Delegação Académica De Manica


Licenciatura em Relações Públicas

Tema:

Correntes antropológicas clássicas

Discente:

- Sílvia João Fernando Sozinho

Trabalho da disciplina de
Antropologia Cultural, por apresentar
no curso de Relações Públicas 1o ano,
2º semestre, com objectivo avaliativo
orientado pelo dr.

Chimoio, Dezembro de 2021


1. Correntes antropológicas clássicas
1.1. Evolucionismo

A antropologia emergiu como ciência na segunda metade do século XIX, foi marcada pelo
triunfo das ideias evolucionistas saídas dos escritos de Herbert Spencer, Charles Darwin,
Alfred Wallace (1823-1913) e outros. Na antropologia, as teorias evolucionistas estão
associadas a nomes pioneiros, como o britânico Edward Burnett Tylor (1832-1917) e o
americano Lewis Henry Morgan (1818-1889).

A principal ideia do evolucionismo consistia em defender que a cultura e as sociedades


evoluem, tal como as espécies e os organismos, a partir de formas mais simples até chegarem
a outras mais complexas. Tanto Tylor como Morgan afirmavam que as sociedades passam por
estádios de evolução até chegarem às formas mais complexas da vida social. Acreditavam
também que era possível encontrar ainda no século XIX sociedades em diferentes estádios e
graus de evolução. As sociedades de caçadores-recolectores eram vistas como o início de todo
o processo evolutivo que, nalguns casos, acabou por levar ao aparecimento das grandes
civilizações clássicas e posteriormente à própria sociedade industrial.
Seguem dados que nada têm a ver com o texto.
PR #427, opened 2022-09-17
Intellij Ext: Fix "access is allowed from event dispatch thread"

infiniteregrets:
refer #317 
refer: https://stackoverflow.com/questions/54826606/intellij-plugin-access-is-allowed-from-event-dispatch-thread-only
https://intellij-support.jetbrains.com/hc/en-us/community/posts/7602780460306-Access-is-allowed-from-event-dispatch-thread-only

PR #2235, opened 2024-02-13
Added session management routes + crd + cli interaction.

meowjesty:
- Issue: [#217](https://github.com/metalbear-co/operator/issues/217)
- operator PR: [#427](https://github.com/metalbear-co/operator/pull/427)

Creates a new cli command to forcefully kill one or more `OperatorSession`s.

Adds a new `CustomResource`, as this new command is a a separate route in the operator from the ones that we had.


mirrord/cli/src/operator/session.rs
```diff
@@ -0,0 +1,102 @@
...
+
+/// `mirrord operator session kill --id {id}`: kills the operator session specified by `id`.
+#[tracing::instrument(level = "trace", ret)]
+pub(super) async fn operator_session_kill_one(id: u64) -> Result<()> {
+    let (progress, api, sub_progress) = operator_session_prepare().await?;
+
+    sub_progress.print("killing session with id {session_id}");
+
+    let result = api
+        .delete(&format!("kill_one/{id}"), &DeleteParams::default())
```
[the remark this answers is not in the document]
meowjesty: I did this on purpose, to make it easier when searching.

If you see a function `kill_one`, search for it and you should find all `kill_one` related code. Same for the others. At this point only the `kill` command is less searchable due to dropping the `_one` part.

As this is internal stuff, I would rather keep it easier for us to find/search for this stuff, than to look more RESTish (as you kinda know where I stand on REST...).

wdyt?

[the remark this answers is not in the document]
aviramha: It's not internal, it's an API we expose in the operator.. K8s adheres to REST and we should try to follow the guidelines.

mirrord/cli/src/config.rs
```diff
@@ -223,6 +223,39 @@ pub(super) enum OperatorCommand {
...
+
+    /// Kills _inactive_ sessions, might be useful if an undead session is still being stored in
+    /// the session storage.
+    #[clap(hide(true))]
+    RetainActive,
+}
+
+/// Parses the operator session id from hex (without `0x` prefix) into `u64`. It also accepts the
+/// non-hex version of the id.
+fn hex_id(raw: &str) -> Result<u64, String> {
```
Razz4780, line 255: Session id is generated randomly in `mirrord_operator` crate. What if its hex representation is also a valid decimal representation? :X
E.g. the user could pass `0x1111` id as `1111` (because we omit the `0x` prefix) and it would parse to a different value.
`mirrord operator status` always returns session ids in hex, so I think it would be better to parse only hex values

mirrord/cli/src/config.rs
```diff
@@ -223,6 +223,39 @@ pub(super) enum OperatorCommand {
...
+}
+
+/// `mirrord operator session` family of commands.
+///
+/// Allows the user to forcefully kill operator sessions, use with care!
+#[derive(Debug, Subcommand, Clone, Copy)]
+pub(crate) enum SessionCommand {
+    /// Kills the session specified by `id`.
+    Kill {
+        /// Id of the session.
```
Razz4780, line 240: I'd mention format, like `given as hexadecimal string`

mirrord/config/src/target.rs
```diff
@@ -290,6 +293,19 @@ pub struct PodTarget {
     pub container: Option<String>,
 }
 
+impl Display for PodTarget {
+    fn fmt(&self, f: &mut fmt::Formatter<'_>) -> fmt::Result {
+        f.write_fmt(format_args!(
+            "{}{}",
+            self.container
+                .clone()
```
Razz4780, line 301:
```suggestion
                .as_ref()
```
No need to clone the string, I think

mirrord/config/src/target.rs
```diff
@@ -290,6 +293,19 @@ pub struct PodTarget {
     pub container: Option<String>,
 }
 
+impl Display for PodTarget {
+    fn fmt(&self, f: &mut fmt::Formatter<'_>) -> fmt::Result {
+        f.write_fmt(format_args!(
```
Razz4780, line 298:
```suggestion
        write!(f, "{}{}", ...)
```

mirrord/operator/src/client.rs
```diff
@@ -175,6 +178,13 @@ pub struct OperatorSessionConnection {
     pub info: OperatorSessionInformation,
 }
 
+/// Allows us to access the operator's [`SessionCrd`] [`Api`].
+pub async fn session_api(config: Option<String>) -> Result<Api<SessionCrd>> {
+    let kube_api: Client = create_kube_api(false, config, None).await.unwrap();
```
Razz4780, line 183: No `unwrap` please :X

mirrord/operator/src/crd.rs
```diff
@@ -121,6 +121,25 @@ pub struct Session {
     pub locked_ports: Option<Vec<(u16, String, Option<String>)>>,
 }
 
+/// Resource used to access the operator's session management routes.
+///
+/// - `kind = Session` controls the how kube generates the route, in this case it becomes
```
Razz4780, line 126:
```suggestion
/// - `kind = Session` controls how [`kube`] generates the route, in this case it becomes
```

mirrord/cli/src/operator/session.rs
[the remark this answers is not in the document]
Razz4780: I'd suggest 
`DELETE /sessions/id`
`DELETE /sessions`
`DELETE /sessions?active=false`

mirrord/cli/src/operator/session.rs
```diff
@@ -0,0 +1,102 @@
...
+    Api<mirrord_operator::crd::SessionCrd>,
+    ProgressTracker,
+)> {
+    let progress = ProgressTracker::from_env("Operator session action");
+
+    let session_api = session_api(None)
+        .await
+        .inspect_err(|fail| error!("Failed to even get sessio_api {fail:?}!"))?;
+
+    let sub_progress = progress.subtask("preparing to execute session operation...");
```
Razz4780, line 21:
```suggestion
    let sub_progress = progress.subtask("preparing...");
```

mirrord/cli/src/operator/session.rs
```diff
@@ -0,0 +1,102 @@
...
+async fn operator_session_prepare() -> Result<(
+    ProgressTracker,
+    Api<mirrord_operator::crd::SessionCrd>,
+    ProgressTracker,
+)> {
+    let progress = ProgressTracker::from_env("Operator session action");
+
+    let session_api = session_api(None)
+        .await
+        .inspect_err(|fail| error!("Failed to even get sessio_api {fail:?}!"))?;
```
Razz4780, line 19:
```suggestion
        .inspect_err(|fail| error!(error = ?fail, "Failed to create session API"))?;
```

mirrord/cli/src/operator/session.rs
```diff
@@ -0,0 +1,102 @@
...
+    mut progress: ProgressTracker,
+) -> Result<()> {
+    if let Some(status) = result {
+        sub_progress.success(Some(&format!(
+            "session operation completed with {status:?}"
+        )));
+    }
+
+    sub_progress.success(Some("session operation finished"));
+    progress.success(Some("Done with session stuff!"));
```
Razz4780, line 40: Something else maybe? :sweat_smile:

mirrord/cli/src/operator/session.rs
```diff
@@ -0,0 +1,102 @@
...
+/// Handles the cleanup part of progress after an operator session command.
+#[tracing::instrument(level = "trace", ret)]
+fn operator_session_finished(
+    result: Option<Status>,
+    mut sub_progress: ProgressTracker,
+    mut progress: ProgressTracker,
+) -> Result<()> {
+    if let Some(status) = result {
+        sub_progress.success(Some(&format!(
+            "session operation completed with {status:?}"
```
Razz4780, line 35: Don't show debug impl, maybe just `... completed successfuly (status code ...)` or `... failed (status code ...)`

Razz4780 (changes requested):
I feel like this also needs another operator feature, like `session_management: bool`. Otherwise the users will see real ugliness :skull:

mirrord/cli/src/config.rs
meowjesty: I'm afraid some users would put `0x` thinking it's required, as we just show them `Session ID`.

mirrord/cli/src/config.rs
meowjesty: Only hex now, good catch.

mirrord/cli/src/operator/session.rs
meowjesty: Changed to give out more messages based on status.

meowjesty:
> I feel like this also needs another operator feature, like `session_management: bool`. Otherwise the users will see real ugliness 💀

Ideally we would have some credentials/permissions system in place, so a random user would **not** be able to just `kill-all` sessions, instead they could only `kill` their own. While some admin level user could do whatever.

We could add a route that enables/disables session management, but this seems like extra annoyance for users, due to us not having a system in place to handle this stuff?

aviramha:
> > I feel like this also needs another operator feature, like `session_management: bool`. Otherwise the users will see real ugliness 💀
> 
> 
> 
> Ideally we would have some credentials/permissions system in place, so a random user would **not** be able to just `kill-all` sessions, instead they could only `kill` their own. While some admin level user could do whatever.
> 
> 
> 
> We could add a route that enables/disables session management, but this seems like extra annoyance for users, due to us not having a system in place to handle this stuff?

That's controlled via k8s RBAC. To use the route users need to have the delete verb on the sessions resource.

Razz4780:
> > > I feel like this also needs another operator feature, like `session_management: bool`. Otherwise the users will see real ugliness 💀
> > 
> > 
> > Ideally we would have some credentials/permissions system in place, so a random user would **not** be able to just `kill-all` sessions, instead they could only `kill` their own. While some admin level user could do whatever.
> > We could add a route that enables/disables session management, but this seems like extra annoyance for users, due to us not having a system in place to handle this stuff?
> 
> That's controlled via k8s RBAC. To use the route users need to have the delete verb on the sessions resource.

To be honest, I was not thinking about access control at all. Rather compatibility with older operators, which don't have these routes at all. Like with `copy_target`, the operator should announce that it supports killing sessions, so that the users don't see generic `404` or `503` (?) when it doesn't

mirrord/cli/src/operator/session.rs
Razz4780: Splendid :laughing:

mirrord/cli/src/config.rs
Razz4780: Okok. Just leaving this without specifying format will work as well, given that operator status prints ids in hex :+1:

aviramha:
Ah it could be nice the cli to check for feature existence, yes.

mirrord/operator/src/client.rs
```diff
@@ -160,6 +160,9 @@ pub struct OperatorApi {
     client: Client,
     target_api: Api<TargetCrd>,
     copy_target_api: Api<CopyTargetCrd>,
+
+    /// [`Api`] to the operator's [`SessionCrd`] resources (routes).
+    _sessions_api: Api<SessionCrd>,
```
Razz4780, line 165: I think we can remove this, right?

meowjesty:
> Ah it could be nice the cli to check for feature existence, yes.

Hmm we could just convert an `404` for hitting a missing route in an error saying "The operator doesn't seem to support this operation.". Maybe the message could also contain the operator version? I think the whole handling for this can be done on the cli-side?

meowjesty:
```sh
killing all sessions
  x Session operation `kill-all` failed!
    x `operator session kill-all` is not supported by the mirrord-operator found in your cluster, consider updating it!                                                                                             2024-02-26T18:02:45.664986Z ERROR mirrord::operator::session: not_supported="`operator session kill-all` is not supported by the mirrord-operator found in your cluster, consider updating it!"
Error:   × Failed to connect to the operator, probably due to RBAC: getting status failed: ApiError: "": Failed to parse error data (ErrorResponse { status: "404 Not Found", message: "\"\"", reason: "Failed to parse
  │ error data", code: 404 })

(...)
```

Progress now shows a nicer error if operator version doesn't support the session ops.

mirrord/cli/src/operator/session.rs
```diff
@@ -0,0 +1,150 @@
...
+    let result = api
+        .delete("inactive", &DeleteParams::default())
+        .await
+        .inspect_err(|kube_fail| match kube_fail {
+            kube::Error::Api(response) if response.code == 404 && response.reason.contains("parse") => {
+                let not_supported = "`operator session retain-active` is not supported by the mirrord-operator found in your cluster, consider updating it!";
+
+                sub_progress.failure(Some(not_supported));
+                progress.failure(Some("Session operation `retain-active` failed!"));
+                error!(not_supported);
```
Razz4780, line 137: This is always printed and looks kinda ugly, I'd remove it

Razz4780 (changes requested):
Looks mostly good, but there are 3 things:
1. Do we really need the `response.reason.contains("parse")` part when checking operator response? I think checking status code should be enough.
2. Same error handling logic is repeated in all 3 command handlers
3. Using `OperatorApiError::KubeError` with `OperatorOperation::GettingStatus` is not a good idea. User sees `Failed to connect to the operator, probably due to RBAC: getting status failed` in the CLI output :x You can use `OperatorApiError::UnsupportedFeature` for this. It would require fetching the operator status first (you'd need the operator version), but I think it's even better - we can check if the operator is installed before attempting to kill sessions

mirrord/cli/src/operator/session.rs
meowjesty: I'll use this box to address your review comment.

```sh
executing `mirrord operator kill-all`
  x Session management operation failed!
    x mirrord operator foobar does not support feature session management                                                                                                                                           Error:   × Feature `session management` is not supported in mirrord operator foobar.
  help: 
        
        - If you're still stuck:
        
        >> Please open a new bug report at https://github.com/metalbear-co/mirrord/issues/new/choose
        
        >> Or join our Discord https://discord.gg/metalbear and request help in #mirrord-help
        
        >> Or email us at hi@metalbear.co
```

Doesn't this error look beautiful now or what? It's just missing the proper operator version (wip).

meowjesty: > 1. Do we really need the response.reason.contains("parse") part when checking operator response? I think checking status code should be enough

I think we do need it. I'm filling the error in the operator side, so now we're going to have nicer error messages coming from there (at least for this feature), and as such, we need to distinguish from the "random generic kube api error due to version mismatch", and the proper `reason` errors being returned.

meowjesty:
```sh
executing `mirrord operator kill-all`
  x Session management operation failed!
    x mirrord operator 3.76.0 does not support feature session management                                                                                                                                           Error:   × Feature `session management` is not supported in mirrord operator 3.76.0.
  help: 
        
        - If you're still stuck:
        
        >> Please open a new bug report at https://github.com/metalbear-co/mirrord/issues/new/choose
        
        >> Or join our Discord https://discord.gg/metalbear and request help in #mirrord-help
        
        >> Or email us at hi@metalbear.co

```

We have version!

meowjesty: And the error in case we don't find an id to remove:

```
executing `mirrord operator kill --id 257`
  x Session operation failed!
    x `mirrord operator kill --id 257` failed due to `Session 257 not found!` with code `404`!                                                                                                                      Error:   × Operator returned a failure status for `mirrord operator kill --id 257`!
  help: Session 257 not found!
```

Razz4780 (approved):
Wonderful :cat2:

Tylor acreditava na “unidade psíquica” da espécie humana, o que segundo ele explicava a
“evolução paralela” das civilizações em diferentes pontos do globo. Ele dava também
importância ao papel da “difusão cultural” na propagação das formas culturais. As sociedades
podiam importar elementos culturais umas das outras através de um processo de difusão. As
teorias evolucionistas não explicam satisfatoriamente toda a diversidade cultural. Porque é
que umas sociedades “evoluíram” para a “civilização” enquanto outras se mantiveram na
“selvajaria”? Se existe uma unidade psíquica da humanidade, então como se explica toda a
diversidade cultural existente? Mais, existe hoje evidência etnográfica e histórica de que nem
todas as sociedades passaram pelas mesmas fases na sua marcha evolutiva para a
“civilização”.

1.2. Difusionismo

O difusionismo tornou-se popular, nos finais do século XIX, quando o evolucionismo era
ainda uma teoria influente, e constituiu um domínio das teorias evolucionistas. Existiram duas
escolas principais: uma na Alemanha-Áustria e outra na Grã-Bretanha. Quanto ao
difusionismo britânico, as suas principais figuras foram Grafton Elliot Smith (1871-1937),
William J. Perry (1887-1949) e W. H. R. Rivers (1864-1922).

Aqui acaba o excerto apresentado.